- [YOUR OBJECTIVE]: From the entries below, return exactly the lines beginning at the one that contains "PR #99, opened 2020-05-07" and ending at the one that contains "- Names of kinds", both of them included, and only those lines.

- [INFORMATION PROVIDED]:
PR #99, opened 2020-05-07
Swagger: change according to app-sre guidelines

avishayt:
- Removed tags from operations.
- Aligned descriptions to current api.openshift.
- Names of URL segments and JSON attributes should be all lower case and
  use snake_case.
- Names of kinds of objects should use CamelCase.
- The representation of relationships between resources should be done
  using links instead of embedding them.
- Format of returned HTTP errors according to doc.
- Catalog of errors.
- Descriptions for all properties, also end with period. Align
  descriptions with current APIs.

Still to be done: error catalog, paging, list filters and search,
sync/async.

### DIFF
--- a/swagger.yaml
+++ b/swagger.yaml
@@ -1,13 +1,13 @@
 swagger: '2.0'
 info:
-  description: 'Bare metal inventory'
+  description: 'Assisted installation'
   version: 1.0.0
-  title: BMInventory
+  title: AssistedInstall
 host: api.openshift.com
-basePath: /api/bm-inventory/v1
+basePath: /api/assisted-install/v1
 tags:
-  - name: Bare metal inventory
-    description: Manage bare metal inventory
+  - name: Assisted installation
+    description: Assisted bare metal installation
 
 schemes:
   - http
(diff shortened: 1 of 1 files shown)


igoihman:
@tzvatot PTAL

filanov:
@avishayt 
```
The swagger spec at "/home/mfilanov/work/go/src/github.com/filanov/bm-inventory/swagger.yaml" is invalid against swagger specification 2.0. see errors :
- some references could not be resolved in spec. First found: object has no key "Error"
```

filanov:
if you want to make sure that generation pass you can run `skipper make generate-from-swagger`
--
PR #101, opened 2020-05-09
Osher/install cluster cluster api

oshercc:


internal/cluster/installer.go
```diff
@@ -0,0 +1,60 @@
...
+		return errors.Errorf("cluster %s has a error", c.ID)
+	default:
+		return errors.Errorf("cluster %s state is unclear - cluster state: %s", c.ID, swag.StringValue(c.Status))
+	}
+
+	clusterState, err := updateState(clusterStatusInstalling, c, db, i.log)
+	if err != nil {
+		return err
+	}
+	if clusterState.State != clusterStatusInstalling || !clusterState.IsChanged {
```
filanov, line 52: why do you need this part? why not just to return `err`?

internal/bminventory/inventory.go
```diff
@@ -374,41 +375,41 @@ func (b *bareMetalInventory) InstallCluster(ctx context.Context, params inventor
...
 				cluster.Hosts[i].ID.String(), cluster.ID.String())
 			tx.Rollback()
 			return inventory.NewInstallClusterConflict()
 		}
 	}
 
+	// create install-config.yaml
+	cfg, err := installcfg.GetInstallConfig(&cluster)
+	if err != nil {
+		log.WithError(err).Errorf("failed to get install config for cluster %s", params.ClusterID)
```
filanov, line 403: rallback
...
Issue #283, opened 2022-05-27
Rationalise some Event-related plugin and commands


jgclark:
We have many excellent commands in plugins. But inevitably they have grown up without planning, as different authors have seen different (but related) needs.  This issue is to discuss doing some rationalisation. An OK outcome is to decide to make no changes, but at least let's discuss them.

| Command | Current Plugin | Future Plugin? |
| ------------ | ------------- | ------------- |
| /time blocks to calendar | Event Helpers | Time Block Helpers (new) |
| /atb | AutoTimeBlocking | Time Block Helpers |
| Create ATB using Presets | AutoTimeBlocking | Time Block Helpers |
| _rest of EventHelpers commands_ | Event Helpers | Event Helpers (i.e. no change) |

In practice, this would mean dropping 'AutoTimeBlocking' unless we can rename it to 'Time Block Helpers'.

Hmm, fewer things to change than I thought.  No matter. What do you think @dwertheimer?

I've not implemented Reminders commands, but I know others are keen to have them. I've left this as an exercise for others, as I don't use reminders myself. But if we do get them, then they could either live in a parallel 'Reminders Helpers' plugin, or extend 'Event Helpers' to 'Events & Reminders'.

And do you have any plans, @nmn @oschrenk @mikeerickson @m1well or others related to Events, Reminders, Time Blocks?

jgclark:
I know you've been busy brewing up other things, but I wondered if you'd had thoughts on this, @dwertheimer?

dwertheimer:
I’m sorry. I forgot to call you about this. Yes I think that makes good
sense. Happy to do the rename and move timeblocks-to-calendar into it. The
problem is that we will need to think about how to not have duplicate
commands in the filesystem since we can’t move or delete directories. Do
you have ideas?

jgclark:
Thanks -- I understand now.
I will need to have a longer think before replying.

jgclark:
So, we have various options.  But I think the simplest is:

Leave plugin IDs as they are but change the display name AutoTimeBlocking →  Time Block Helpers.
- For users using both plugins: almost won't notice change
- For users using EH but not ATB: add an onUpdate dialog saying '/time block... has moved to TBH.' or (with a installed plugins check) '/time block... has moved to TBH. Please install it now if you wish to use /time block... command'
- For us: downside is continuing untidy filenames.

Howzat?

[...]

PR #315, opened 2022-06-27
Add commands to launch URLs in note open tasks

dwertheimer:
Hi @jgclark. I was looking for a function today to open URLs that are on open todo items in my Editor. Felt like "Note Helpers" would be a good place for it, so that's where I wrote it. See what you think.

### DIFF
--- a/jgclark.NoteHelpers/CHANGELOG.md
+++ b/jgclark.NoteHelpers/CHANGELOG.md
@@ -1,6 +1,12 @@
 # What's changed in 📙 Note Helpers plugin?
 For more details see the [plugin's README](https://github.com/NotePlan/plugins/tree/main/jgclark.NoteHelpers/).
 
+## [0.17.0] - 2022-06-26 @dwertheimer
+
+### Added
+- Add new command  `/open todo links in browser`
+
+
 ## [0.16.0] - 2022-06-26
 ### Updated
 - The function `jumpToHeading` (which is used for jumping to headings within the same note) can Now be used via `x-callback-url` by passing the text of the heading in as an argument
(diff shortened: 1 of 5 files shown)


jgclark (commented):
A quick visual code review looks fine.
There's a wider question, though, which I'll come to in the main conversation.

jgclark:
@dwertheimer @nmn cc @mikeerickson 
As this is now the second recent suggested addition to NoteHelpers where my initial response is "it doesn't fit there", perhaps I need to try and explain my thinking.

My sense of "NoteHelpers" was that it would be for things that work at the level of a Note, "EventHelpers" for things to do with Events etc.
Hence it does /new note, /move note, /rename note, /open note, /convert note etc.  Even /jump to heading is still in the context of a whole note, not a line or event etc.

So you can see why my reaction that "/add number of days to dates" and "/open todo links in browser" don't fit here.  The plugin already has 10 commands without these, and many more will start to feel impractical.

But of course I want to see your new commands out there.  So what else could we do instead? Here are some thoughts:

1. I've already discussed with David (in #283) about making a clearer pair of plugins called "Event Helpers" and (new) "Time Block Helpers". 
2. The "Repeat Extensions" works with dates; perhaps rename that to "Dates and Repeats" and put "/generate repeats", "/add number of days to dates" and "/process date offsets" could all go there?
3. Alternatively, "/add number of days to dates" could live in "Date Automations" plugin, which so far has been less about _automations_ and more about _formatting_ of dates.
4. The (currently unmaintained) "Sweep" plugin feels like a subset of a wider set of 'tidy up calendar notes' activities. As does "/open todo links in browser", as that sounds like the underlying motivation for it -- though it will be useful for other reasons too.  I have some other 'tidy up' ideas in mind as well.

- [TASK RESPONSE]:
PR #99, opened 2020-05-07
Swagger: change according to app-sre guidelines

avishayt:
- Removed tags from operations.
- Aligned descriptions to current api.openshift.
- Names of URL segments and JSON attributes should be all lower case and
  use snake_case.
- Names of kinds of objects should use CamelCase.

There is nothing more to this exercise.